Saved entries
--------------------------------
PR #13841, opened 2021-08-12
com.github.jnr/jnr-posix3.1.4

ariel11:
**Type:** Incorrect

**Summary:**
com.github.jnr/jnr-posix3.1.4

**Details:**
POM lists 3 licenses and in the repo, it is explained this is tri-licensed: https://github.com/jnr/jnr-posix/blob/master/LICENSE.txt

**Resolution:**
see above

**Affected definitions**:
- [jnr-posix 3.1.4](https://clearlydefined.io/definitions/maven/mavencentral/com.github.jnr/jnr-posix/3.1.4/3.1.4)

### DIFF
--- a/curations/maven/mavencentral/com.github.jnr/jnr-posix.yaml
+++ b/curations/maven/mavencentral/com.github.jnr/jnr-posix.yaml
@@ -7,3 +7,6 @@ revisions:
   3.0.45:
     licensed:
       declared: EPL-1.0 OR CPL-1.0 OR GPL-2.0 OR LGPL-2.1
+  3.1.4:
+    licensed:
+      declared: EPL-2.0 OR GPL-2.0-only


capfei:
@ariel11 Should we update this to "or-later"? I noticed in the source repo that the file headers state "or later".

https://github.com/jnr/jnr-posix/blob/jnr-posix-3.1.4/src/main/java/jnr/posix/AixPOSIX.java

ariel11:
@capfei - interesting, it looks like only the base- and aix- files have that header, and I am not seeing it on the other java files.  But I would agree with you and update to "or-later."

capfei (approved):

capfei:
@ariel11 It is looking like it is going to be a weird day today. 😕 

@nellshamrell The validator is having issues again. It wasn't failing on version 3.1.4 until "only" was added to the identifier.

nellshamrell:
@capfei would you like me to go ahead and merge this?

capfei:
@nellshamrell Yes, please!

PR #14416, opened 2021-09-23
Update license

vuminhle:
**Type:** Incomplete

**Summary:**
Update license

**Details:**
Update the license according to the information here https://bitbucket.org/pypa/distlib/src/master/LICENSE.txt

**Resolution:**
Update license 

**Affected definitions**:
- [distlib 0.3.3](https://clearlydefined.io/definitions/pypi/pypi/-/distlib/0.3.3/0.3.3)


capfei:
This should be OTHER since the license is the full stack, not just the CRNI portion, and is not a full match to the Python-2.0 license.

@AE49 Do you agree?

PR #14477, opened 2021-09-24
utcstring 0.1.0

ariel11:
**Type:** Incorrect

**Summary:**
utcstring 0.1.0

**Details:**
Declared includes "MPL-2.0-no-copyleft-exception," which I think is wrong.  I think Exhibit B of the MPL license is just part of the template and not actually being applied. 

**Resolution:**
This looks like regular "MPL-2.0"

**Affected definitions**:
- [utcstring 0.1.0](https://clearlydefined.io/definitions/npm/npmjs/-/utcstring/0.1.0/0.1.0)

### DIFF
--- a/curations/npm/npmjs/-/utcstring.yaml
+++ b/curations/npm/npmjs/-/utcstring.yaml
@@ -1,0 +1,8 @@
+coordinates:
+  name: utcstring
+  provider: npmjs
+  type: npm
+revisions:
+  0.1.0:
+    licensed:
+      declared: MPL-2.0


capfei:
@ariel11 I agree. The file headers do not include:

> This Source Code Form is “Incompatible With Secondary Licenses”, as defined by the Mozilla Public License, v. 2.0.

If this was present, then it would be the "no-copyleft-exception".

capfei (approved):

PR #15067, opened 2021-10-28
Update license

csim:
**Type:** Ambiguous

**Summary:**
Update license

**Details:**
License type not set

**Resolution:**
Added the Python-2.0 license

**Affected definitions**:
- [distlib 0.3.3](https://clearlydefined.io/definitions/pypi/pypi/-/distlib/0.3.3)

### DIFF
--- a/curations/pypi/pypi/-/distlib.yaml
+++ b/curations/pypi/pypi/-/distlib.yaml
@@ -14,4 +14,4 @@ revisions:
       declared: OTHER
   0.3.3:
     licensed:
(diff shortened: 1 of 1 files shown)


capfei:
Per the SPDX matching guidelines, the license is not a match to what they list as "Python-2.0" due to various differences in the license, particularly in the CNRI portion. Licenses that do not match a SPDX license identifier are curated OTHER. Closing PR since this component is already declared as OTHER.

PR #15199, opened 2021-11-05
xmldom 0.1.16

LandOfBliss:
**Type:** Missing

**Summary:**
xmldom 0.1.16

**Details:**
ClearlyDefined indicates license is LGPL
NPM license field indicate MIT
Open Source Project license is MIT OR LGPL-3.0-only: http://www.gnu.org/licenses/lgpl.html

**Resolution:**
Declared license is MIT OR LGPL-3.0-only

**Affected definitions**:
- [xmldom 0.1.16](https://clearlydefined.io/definitions/npm/npmjs/-/xmldom/0.1.16/0.1.16)

### DIFF
--- a/curations/npm/npmjs/-/xmldom.yaml
+++ b/curations/npm/npmjs/-/xmldom.yaml
@@ -5,7 +5,7 @@ coordinates:
 revisions:
   0.1.16:
     licensed:
-      declared: MIT OR LGPL-3.0-only
+      declared: LGPL-2.0-or-later
   0.1.19:
     licensed:
       declared: MIT OR LGPL-2.0-or-later
--- a/curations/npm/npmjs/-/xmldom.yaml
+++ b/curations/npm/npmjs/-/xmldom.yaml
@@ -3,6 +3,9 @@ coordinates:
   provider: npmjs
   type: npm
 revisions:
+  0.1.16:
+    licensed:
+      declared: MIT OR LGPL-3.0-only
   0.1.19:
     licensed:
       declared: MIT OR LGPL-2.0-or-later


AE49:
@LandOfBliss The version of this package was released in 2013 under "LGPL-3.0" and the MIT license was added to the repo more recently (Jan. 18, 2021). I would Declare this package / version as "LGPL-3.0-only" (no reference "or later" found for the LGPL license in the repo). @ariel11 Thoughts?

capfei:
@AE49 @LandOfBliss I would go with LGPL-2.0-only. I see in a later commit that the package.json is updated to LGPL 2.0 or MIT. This is before it is changed to MIT only:
https://github.com/xmldom/xmldom/commit/b7fd801dbff3f3d05a0d3f4fe3c2f0ef0f3f344f#diff-7ae45ad102eab3b6d7e7896acd08c427a9b25b346470d7bc6507b6481575d519

What do you think?

ariel11:
It looks like the dual-license was added [Sep 10, 2013](https://github.com/jindw/xmldom/blob/afbf555e1b91179d3292fd6f46233799b541f044/LICENSE).  This version 0.1.16 is from May 4, 2013.  At that time, the license on the package.json is stated as: "licenses": [{"type": "LGPL","url": "http://www.gnu.org/licenses/lgpl.html"}].  Per our [curation guidelines (number 10 in troubleshooting)](https://github.com/clearlydefined/clearlydefined/blob/master/docs/curation-guidelines.md#troubleshooting), if the only license info is "LGPL" without a COPYING/LICENSE file, we will curate it as "LGPL-2.0-or-later."  So, I think this version would be curated "LGPL-2.0-or-later."  

Thoughts?  @capfei , @LandOfBliss , @AE49

AE49:
@ariel11 @capfei @LandOfBliss For this package version, the link in the package.json (https://github.com/xmldom/xmldom/blob/v0.1.16/package.json) has the full LGPL-3.0 license text - http://www.gnu.org/licenses/lgpl.html. This is why I was thinking we should curate as LGPL-3.0-only. Do you still think it should be LGPL-2.0-or-later?

ariel11:
@AE49 @LandOfBliss  @capfei  - we treat URLs like that as not indicating the _version_ of the license the project means to use, because that url just points to the most current/recent version of the L/GPL license.  In Section 10 of the curation guidelines, we have: "Note - http://www.gnu.org/licenses/gpl.txt is not a license version specific link."  And the url on the package.json is the same idea (http://www.gnu.org/licenses/lgpl.html).

ariel11 (approved):

PR #15260, opened 2021-11-10
org.slf4j/slf4j-nop/1.5.3

capfei:
**Type:** Missing

**Summary:**
org.slf4j/slf4j-nop/1.5.3

**Details:**
Add ICU

**Resolution:**
3 of the 4 source files have ICU license.

**Affected definitions**:
- [slf4j-nop 1.5.3](https://clearlydefined.io/definitions/maven/mavencentral/org.slf4j/slf4j-nop/1.5.3/1.5.3)

### DIFF
--- a/curations/maven/mavencentral/org.slf4j/slf4j-nop.yaml
+++ b/curations/maven/mavencentral/org.slf4j/slf4j-nop.yaml
@@ -6,4 +6,4 @@ coordinates:
 revisions:
   1.5.3:
     licensed:
-      declared: ICU
+      declared: MIT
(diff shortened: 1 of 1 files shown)


ariel11:
@capfei - I don't know what I think on this one.  I see the 4 files and the ICU header, as you mentioned.  But then the `[pom ](https://repo1.maven.org/maven2/org/slf4j/slf4j-nop/1.5.3/slf4j-nop-1.5.3.pom)`points to http://www.slf4j.org, which says MIT - http://www.slf4j.org/license.html.  So maybe ICU is "discovered" and MIT is "declared"?

royaljust:
Agree with @ariel11 on this one.

ariel11 (approved):

PR #16581, opened 2021-12-22
Akka.Cluster.Tools 1.3.10

LandOfBliss:
**Type:** Missing

**Summary:**
Akka.Cluster.Tools 1.3.10

**Details:**
NuGet license field links to MIT
GitHub license is MIT: https://github.com/akkadotnet/akka.net/blob/v1.3.10/LICENSE

**Resolution:**
MIT

**Affected definitions**:
- [Akka.Cluster.Tools 1.3.10](https://clearlydefined.io/definitions/nuget/nuget/-/Akka.Cluster.Tools/1.3.10/1.3.10)

### DIFF
--- a/curations/nuget/nuget/-/Akka.Cluster.Tools.yaml
+++ b/curations/nuget/nuget/-/Akka.Cluster.Tools.yaml
@@ -1,0 +1,8 @@
+coordinates:
+  name: Akka.Cluster.Tools
+  provider: nuget
+  type: nuget
+revisions:
+  1.3.10:
+    licensed:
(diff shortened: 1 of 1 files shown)


AE49:
@LandOfBliss The license link you point to is correct but it is the Apache-2.0 license text, not MIT and it looks like you meant Apache-2.0 just your notes say something different? Either way, Declare as Apache-2.0. @ariel11 Agree?

ariel11:
@AE49 - Agree with the Apache

AE49 (approved):

PR #16799, opened 2022-01-09
node-html-encoder 0.0.2

LandOfBliss:
**Type:** Missing

**Summary:**
node-html-encoder 0.0.2

**Details:**
ClearlyDefined package.json has no license info
NPM license field indicates NONE
GitHub has no license: https://github.com/minchenkov/node-html-encoder

**Resolution:**
NONE

**Affected definitions**:
- [node-html-encoder 0.0.2](https://clearlydefined.io/definitions/npm/npmjs/-/node-html-encoder/0.0.2/0.0.2)

### DIFF
--- a/curations/npm/npmjs/-/node-html-encoder.yaml
+++ b/curations/npm/npmjs/-/node-html-encoder.yaml
@@ -1,0 +1,8 @@
+coordinates:
+  name: node-html-encoder
+  provider: npmjs
+  type: npm
+revisions:
+  0.0.2:
+    licensed:
+      declared: NONE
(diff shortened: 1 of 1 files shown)


capfei:
The only license info I can find is in `encoder.js`, which simply states "GPL". Since it looks like this is the main file for this package, I would say this should curated as GPL-1.0-or-later, since we have no other information.
https://github.com/minchenkov/node-html-encoder/blob/95ed4b3053d94bf37e4c96f45238e527f07850fe/lib/encoder.js#L5

@ae49 What do you think?

ariel11:
I agree because our curation guidelines say if the only license info is "GPL" we'll curate as "GPL-1.0-or-later."  And the only file in this library says "GPL."

ariel11 (approved):

PR #17082, opened 2022-01-21
Update libzmq license

jamill:
**Type:** Incorrect

**Summary:**
Update libzmq license

**Details:**
The component is labeled with a declared license of GPL-3.0, which appears to be inaccurate. The project declares it is licensed as LGPL.

I am not sure of the details of how the "declaration" was made from data sources - but thought this was a good starting point.

**Resolution:**
Update the declared license to be LGPL-3.0, as per:

https://github.com/zeromq/libzmq/tree/master#license

https://github.com/zeromq/libzmq/blob/master/COPYING.LESSER

**Affected definitions**:
- [libzmq 4097855ddaaa65ed7b5e8cb86d143842a594eebd](https://clearlydefined.io/definitions/git/github/zeromq/libzmq/4097855ddaaa65ed7b5e8cb86d143842a594eebd)

### DIFF
--- a/curations/git/github/zeromq/libzmq.yaml
+++ b/curations/git/github/zeromq/libzmq.yaml
@@ -7,3 +7,6 @@ revisions:
   2cb1240db64ce1ea299e00474c646a2453a8435b:
     licensed:
       declared: OTHER
+  4097855ddaaa65ed7b5e8cb86d143842a594eebd:
+    licensed:
+      declared: LGPL-3.0
--- a/curations/git/github/zeromq/libzmq.yaml
+++ b/curations/git/github/zeromq/libzmq.yaml
@@ -9,4 +9,4 @@ revisions:
       declared: OTHER
   4097855ddaaa65ed7b5e8cb86d143842a594eebd:
     licensed:
-      declared: LGPL-3.0
+      declared: OTHER


jamill:
Looking at the history of the curated data file, it appears the license label has switched from:

commit: ea0f027d75bbef3d25 - "LGPL-3.0"
commit: b2e3b9a5451d92b9af1e5e4f1ae8bfcdc514149d - "LGPL-3.0-or-later WITH OTHER"
commit: 9934985c5ae43cbf62b586247cd28b24f2ca10ee -"OTHER"

[libzmq.yaml history](https://github.com/clearlydefined/curated-data/commits/master/curations/git/github/zeromq/libzmq.yaml)

I am still not sure how the "declared" license tag is generated. Please advise if there is a more appropriate fix.

jamill:
Maybe the correct declaration is actually `LGPL-3.0-or-later`, as that string is actually in the list of discovered licenses.

capfei:
@jamill This should be OTHER since there is an exception at the bottom of the license. Since this exception does not have a SPDX exception ID, we would curate this as OTHER since it modifies that LGPL license (removes sections 4 and 5) and we no longer curate `WITH OTHER`.
```
           SPECIAL EXCEPTION GRANTED BY COPYRIGHT HOLDERS

As a special exception, copyright holders give you permission to link this
library with independent modules to produce an executable, regardless of
the license terms of these independent modules, and to copy and distribute
the resulting executable under terms of your choice, provided that you also
meet, for each linked independent module, the terms and conditions of
the license of that module. An independent module is a module which is not
derived from or based on this library. If you modify this library, you must
extend this exception to your version of the library.

Note: this exception relieves you of any obligations under sections 4 and 5
of this license, and section 6 of the GNU General Public License.
```

If you agree, I will update the PR.

jamill:
Thank you @capfei!

The current issue is that the "Declared" license is showing up as "GPL-3.0", which is incorrect, and I would like this to be more accurate.

If we update this to `OTHER`, what will the "Declared" license be? Will the "Declared" license be "Other"? If so, then I agree to your proposed update!

Thank you!

capfei:
@jamill Yes, the Declared will be "OTHER". I will update the PR. Thank you for confirming!

capfei (approved):

PR #17158, opened 2022-01-22
System.Text.Json2.0.0.11

LandOfBliss:
**Type:** Missing

**Summary:**
System.Text.Json2.0.0.11

**Details:**
NuGet license field is MIT
GitHub license is MIT: https://github.com/dotnet/runtime/blob/381372f6f12884caee5bb90f52649040827e19cc/LICENSE.TXT

**Resolution:**
MIT

**Affected definitions**:
- [System.Text.Json 2.0.0.11](https://clearlydefined.io/definitions/nuget/nuget/-/System.Text.Json/2.0.0.11/2.0.0.11)

### DIFF
--- a/curations/nuget/nuget/-/System.Text.Json.yaml
+++ b/curations/nuget/nuget/-/System.Text.Json.yaml
@@ -5,7 +5,7 @@ coordinates:
 revisions:
   2.0.0.11:
     licensed:
-      declared: MIT
+      declared: OTHER
   4.6.0:
     licensed:
       declared: MIT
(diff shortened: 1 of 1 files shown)


capfei:
I think this should be OTHER. The license link for this version points to a different location: https://github.com/ysharplanguage/FastJsonParser/blob/master/LICENSE.md.

The license looks like X11 with the copyright name updated: https://github.com/ysharplanguage/FastJsonParser/blob/fa30f3b76433148ff063caf5bbebb7f113f82a0f/LICENSE.md. On SPDX page, it doesn't show any of this text as editable.

@ariel11 What do you think?

ariel11:
Agree with OTHER because of the extra clause at the bottom of the license and the closest SPDX match (X11) doesn't have the differences in colored font, so it can't be different according to the SPDX matching guidelines. 

image

ariel11 (approved):

PR #17254, opened 2022-01-27
backports.shutil_which 3.5.2

gooooloo:
Type: Missing

Summary:
backports.shutil_which 3.5.2

Details:
Add MIT License

Resolution:
License Url:
https://github.com/minrk/backports.shutil_which/blob/3.5.2/LICENSE


capfei (approved):

capfei:

capfei:
Even though the setup.py states PSF as the license, the license file included with the package is MIT. Looking at the source repo, the `shutil_which.py` is PSF (imported module from the Python library) and everything else is MIT.

Agree with the declared being MIT and leaving PSF to fall under the "discovered" category.

PR #17295, opened 2022-01-28
coveralls.io 1.4.2

LandOfBliss:
**Type:** Missing

**Summary:**
coveralls.io 1.4.2

**Details:**
NuGet license field is: GPL-3.0-or-later
GitHub Readme license is GPL-3.0-or-later
https://github.com/coveralls-net/coveralls.net/blob/aac5494c82755ebdf63a53d460dec5aa19ea8eac/README.md

**Resolution:**
GPL-3.0-or-later

**Affected definitions**:
- [coveralls.io 1.4.2](https://clearlydefined.io/definitions/nuget/nuget/-/coveralls.io/1.4.2/1.4.2)

### DIFF
--- a/curations/nuget/nuget/-/coveralls.io.yaml
+++ b/curations/nuget/nuget/-/coveralls.io.yaml
@@ -5,4 +5,4 @@ coordinates:
 revisions:
   1.4.2:
     licensed:
-      declared: GPL-3.0-or-later
+      declared: GPL-3.0-only
--- a/curations/nuget/nuget/-/coveralls.io.yaml
+++ b/curations/nuget/nuget/-/coveralls.io.yaml
@@ -1,0 +1,8 @@
+coordinates:
+  name: coveralls.io
+  provider: nuget
+  type: nuget
+revisions:
+  1.4.2:
+    licensed:
+      declared: GPL-3.0-or-later


capfei:
@LandOfBliss I'm not seeing where it says they have the option for a later version. Am I missing it?
https://github.com/coveralls-net/coveralls.net/tree/fcf3fa860039da42dabe24043e393ec60588191c#license

> License
>
> Licensed under the GNU General Public License, Version 3.0 (the "License"); you may not use this work except in compliance with the License. You may obtain a copy of the License at:
>
> http://www.gnu.org/licenses/gpl-3.0.txt
> Unless required by applicable law or agreed to in writing, software distributed under the License is distributed on an "AS IS" BASIS, WITHOUT WARRANTIES OR CONDITIONS OF ANY KIND, either express or implied. See the License for the specific language governing permissions and limitations under the License.

LandOfBliss:
@capfei I was referring to the Curation Guidelines #10: If the only license information is “GPL,” with no COPYING license file, code the license as “GPL-1.0-or-later.”

ariel11:
@LandOfBliss - The curation guideline you are referring to is when the _only_ license info provided by the author is literally just "GPL" and there is not a license or COPYING file.  Then we have the default curation of "GPL-1.0-or-later."  Otherwise, if a version of the license is specified (e.g., GPL-2.0, GPL-3.0), we determine if its "only" or "or-later" usually by looking at the license header on the files themselves. For this package, there is a license file that is GPL-3.0.  So, we now determine if its "GPL-3.0-only" or "GPL-3.0-or-later."  Since there doesn't appear to be a header indicating "or any later version," we would curate this as "GPL-3.0-only."

Cc: @capfei

capfei (approved):

PR #310, opened 2020-12-01
DOCS-3314 updated the note

priyaayyar:
with business group requirement

### DIFF
--- a/modules/ROOT/pages/import-api-task.adoc
+++ b/modules/ROOT/pages/import-api-task.adoc
@@ -7,7 +7,7 @@ You can import a previously exported API to share it across your organization or
 
 [NOTE]
 
-For the import to work successfully, you must copy of the API ZIP file exported from API Manager. You must import the API to the same business group as the one from which you exported in the source location.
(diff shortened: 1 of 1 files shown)


sbehrends (dismissed):

modules/ROOT/pages/import-api-task.adoc
```diff
@@ -7,7 +7,7 @@ You can import a previously exported API to share it across your organization or
 
 [NOTE]
 
-To import an API, you must have a copy of the API ZIP file exported from API Manager.
+For the import to work successfully, you must copy of the API ZIP file exported from API Manager. You must import the API to the same business group as the one from which you exported in the source location.
```
Cristian-Venticinque: you must copy **of** the > you must copy the ?

I'd suggest reworking the first sentence to something like: 
You can only import API ZIP files that were exported from API Manager.

Cristian-Venticinque (dismissed):
Please address comments before merging

modules/ROOT/pages/import-api-task.adoc
priyaayyar: Made the first change but left the rest as is. Thanks!

Cristian-Venticinque (approved):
--------------------------------
- [WHAT THE EXERCISE ASKS]: Find the word "NONE" in the entries and show each line where it is found.

- [COMPLETED EXERCISE]:
NPM license field indicates NONE
NONE
+      declared: NONE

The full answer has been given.